İnsan kâşiftir; keşfettiği şeyin yaratıcısı değildir.

وَلِلّهِ يَسْجُدُ مَن فِي السَّمَاوَاتِ وَالأَرْضِ طَوْعًا وَكَرْهًا وَظِلالُهُم بِالْغُدُوِّ وَالآصَالِ

“Göklerde ve yerde kim varsa gölgeleriyle birlikte ister istemez ve sabah-akşam Allah’a secde eder.” (Ra’d 15)

Secde, iradi bir varlık olarak insanın Allah’ın (c.c) huzurunda rükû ve sücudla tazimde bulunması. En büyük kulluk içinde secdeyi barındıran beş vakit namaz. Namazın, en önemli rüknü  secde. Kul, secde anında Allah için yüzünü yere koyar ve böylece, Rabbine ubudiyet,  itaat ve şükür de bulunur. İradi gayri iradi, mümin kâfir, camit yahut hayat sahibi olsun, sabah akşam, yani her yirmi dört saatlik döngü içinde, kâinattaki varlık, Rabbini bilir ve Ona isteyerek kulluk eder.

Mümin kimse, hem tabii bir surette, hem de iradî olarak, Allah’a kulluk ederken, kâfir kimse iradi fiiliyle Allah’ı inkâr edebilir. Fakat kâfirin kalbi, gözü, kulağı, eli ayağı, dişi dili, ciğeri midesi, böbreği dalağı, saçı tırnağı, kâfir değil, Yaratanı dinler. Kâfir; kalbine, iradesini kullanıp ‘dur, çalışma!’ dese  kalbi onu dinlemez, çalışır; ‘durma çalış!’ dese, ölüm vakti gelmişse, kalp artık çalışmaz. Demek, her varlık, fıtraten sadece Allah’ı dinlemekte ve gerçek manada Ona secde etmekte.

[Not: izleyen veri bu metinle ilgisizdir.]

PR #2514, opened 2024-02-29
Update Compound.

pixlwave:
This fixes a bug introduced in #2438 where placeholder avatars in notifications looked a bit odd for new rooms due to using a colour with an alpha channel. Requires https://github.com/element-hq/compound-ios/pull/60

notification@2x

### DIFF
--- a/ElementX/Sources/Other/Extensions/UNNotificationContent.swift
+++ b/ElementX/Sources/Other/Extensions/UNNotificationContent.swift
@@ -180,7 +180,7 @@ extension UNMutableNotificationContent {
     private func getPlaceholderAvatarImageData(name: String, id: String) async -> Data? {
         // The version value is used in case the design of the placeholder is updated to force a replacement
         let shouldFlipAvatar = shouldFlipAvatar()
-        let prefix = "notification_placeholder\(shouldFlipAvatar ? "V7" : "V6")"
+        let prefix = "notification_placeholder\(shouldFlipAvatar ? "V8F" : "V8")"
         let fileName = "\(prefix)_\(name)_\(id).png"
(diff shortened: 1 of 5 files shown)


project.yml
```diff
@@ -52,7 +52,7 @@ packages:
     # path: ../matrix-rust-sdk
   Compound:
     url: https://github.com/element-hq/compound-ios
-    revision: 98bd0ed412c29bd5b3762b673ca5720b6fb9d713
+    revision: d38528736c3abe9dc739d96391d1ffd372cd802d
```
pixlwave, line 55: Needs updating once https://github.com/element-hq/compound-ios/pull/60 is merged.

ElementX/Sources/Other/Extensions/UNNotificationContent.swift
```diff
@@ -180,7 +180,7 @@ extension UNMutableNotificationContent {
     private func getPlaceholderAvatarImageData(name: String, id: String) async -> Data? {
         // The version value is used in case the design of the placeholder is updated to force a replacement
         let shouldFlipAvatar = shouldFlipAvatar()
-        let prefix = "notification_placeholder\(shouldFlipAvatar ? "V7" : "V6")"
+        let prefix = "notification_placeholder\(shouldFlipAvatar ? "V8F" : "V8")"
```
pixlwave, line 183: I forgot to do this when they first changed so only new rooms showed the bug. Decided we probably don't need to maintain 2 versions here so added the `F`.

project.yml
pixlwave: Done

Velin92 (approved):

PR #2521, opened 2024-03-04
Filters UI Update and ordering

Velin92:
https://github.com/element-hq/element-x-ios/assets/34335419/e21335ff-e07d-4870-98fa-72be0a201735

https://github.com/element-hq/element-x-ios/assets/34335419/d534ea56-fb43-480f-a56a-f385d7122232


ElementX/Sources/Screens/HomeScreen/View/Filters/RoomListFilterModels.swift
```diff
@@ -101,15 +99,21 @@ struct RoomListFiltersState {
            activeFilters.contains(incompatibleFilter) {
             fatalError("[RoomListFiltersState] adding mutually exclusive filters is not allowed")
         }
-        activeFilters.insert(filter)
+        activeFilters.append(filter)
```
pixlwave, line 102: Might be nice to have a comment here similar to below, that states that we want the most recent filter to be enabled to be shown as the last active filters.

pixlwave (approved):
Very nice 👌

PR #2533, opened 2024-03-06
Fix for a potential crash when building a removed timeline item.

pixlwave:
We were seeing the first of these 2 fatal errors being hit in Sentry, which seems likely due to building an item whilst a timeline reset comes in. So making it optional and we can fatal error on actually trying to play the item instead.


stefanceriu (approved):
👌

“Göklerde ve yerde kim varsa gölgeleriyle birlikte ister istemez ve sabah-akşam Allah’a secde eder” ifadesi mühim bir ilahi kanunu aşikâr eder. İnsanda olduğu gibi, tabiattaki her varlıkta gözüken düzen ve bu düzenin tekabül ettiği bilimler, insan düşüncesinin bir icadı değil; insan kâşif; keşfettiği şeyin mucidi değil. Mesela güneş insandan bağımsız olarak var; o halde her varlığın var oluşu ilahi bir ilim ve kudret iledir. Fizik, kimya, biyoloji, astronomi; maddeyi, canlılığı, gök cisimlerini, yerdeki varlıkları incelerken, elde ettikleri kanunlar, bir kanun koyucuya ve düzenin devam etmesi de varlıkların kanun koyucuya isteyerek istemeyerek itaat etmesiyle mümkün.  Yaratıcıya inansın inanmasın her insan tabiî bilimlerdeki kanunları doğru kabul eder,  onlara uyarak medeniyete vücut verir. Kimse gölgesini reddedemez; gölge insanın bir gerçekliği. İstese de istemese de her gölge varlıkla birlikte.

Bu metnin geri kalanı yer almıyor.